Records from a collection
§ §
PR #4515, opened 2021-10-28
WDCZEN-13 feature: Check for libgflags presence into RocksDB CMakeLists.txt when WITH_ZENFS_UTILITY=ON

percona-ysorokin:
https://jira.percona.com/browse/WDCZEN-13

Added new check to the RocksDB CMakeLists.txt when 'WITH_ZENFS_UTILITY'
is 'ON' that ensures that 'gflags' libarary and headers are installed in
the system.


oleksandr-kachan (approved):
LGTM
§ §
* **Task statement**
For each line above that contains the word "CMakeLists", give the line as it is written.

* **Answer section**
WDCZEN-13 feature: Check for libgflags presence into RocksDB CMakeLists.txt when WITH_ZENFS_UTILITY=ON
Added new check to the RocksDB CMakeLists.txt when 'WITH_ZENFS_UTILITY'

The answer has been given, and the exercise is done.